Мечта умолкла, погасли зарницы и взор Одинокого снова встретил безмолвную тьму. Но мгновенье уже зажгло в его груди искру того же огня, что горел на алтаре еще неназванного бога. И Одинокий уже был созидающим, он был уже творящим. Охваченный светлым безумием, опьяненный хмелем нездешней радости, он слушал тишину и горячими упрямыми руками гения удерживал небо на темной земле.
И все, к чему, хотя бы на миг, прикасались его руки, спешило жить, все было в действии, в неудержимом полете.
Одинокий поднимал голову, и, повинуясь его взгляду, грозовые тучи содрогались в глухом, тяжелом рыданье. Он приникал к земле, — и огненный вздох вырывался из груди вулкана. Далекий океан слал гонцом своим ночной влажный ураган, и он сталкивался, грудь с грудью, с гибким телом смерча из пустыни.

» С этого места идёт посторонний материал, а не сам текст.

PR #2840, opened 2022-12-07
Support for JIT option for PCRE2

martinhsv:
As with legacy PCRE, you need to include ```--enable-pcre-jit``` during the configure step to use this functionality.

### DIFF
--- a/CHANGES
+++ b/CHANGES
@@ -1,6 +1,8 @@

Звери выходили из лесной чащи и смыкали тесное кольцо вокруг Одинокого. С грохотом, потрясающим землю, падали невидимые скалы, кричали совы в шумящем лесу, рычали львы, хохотала буря и мир, весь мир кружился в бешеном ритме последней пляски.
Одинокий скрестил руки, закрыл глаза и, среди хаоса, слышал только слова, — все те слова, что когда-то горели, рвались и умирали на устах христианских мучениц, древних героев и творцов неумирающей красоты.
И властным голосом сказал он зверям и урагану, грому неба и смеху вулкана, хаосу сказал он:
— Повтори!
И на темной дороге исканий, над головой Одинокого родились звуки, сотканные из последней мольбы и первого торжества. Песнь освобождённого духа, еще не слышанная человеком. Костер восторга и силы, еще никогда не зажженный под небом ночи…
Это была «Поэма Экстаза».
«Пробуждение» № 9, 1917 г.
Пьеро ди Козимо — Миф о Прометее. 1515 г.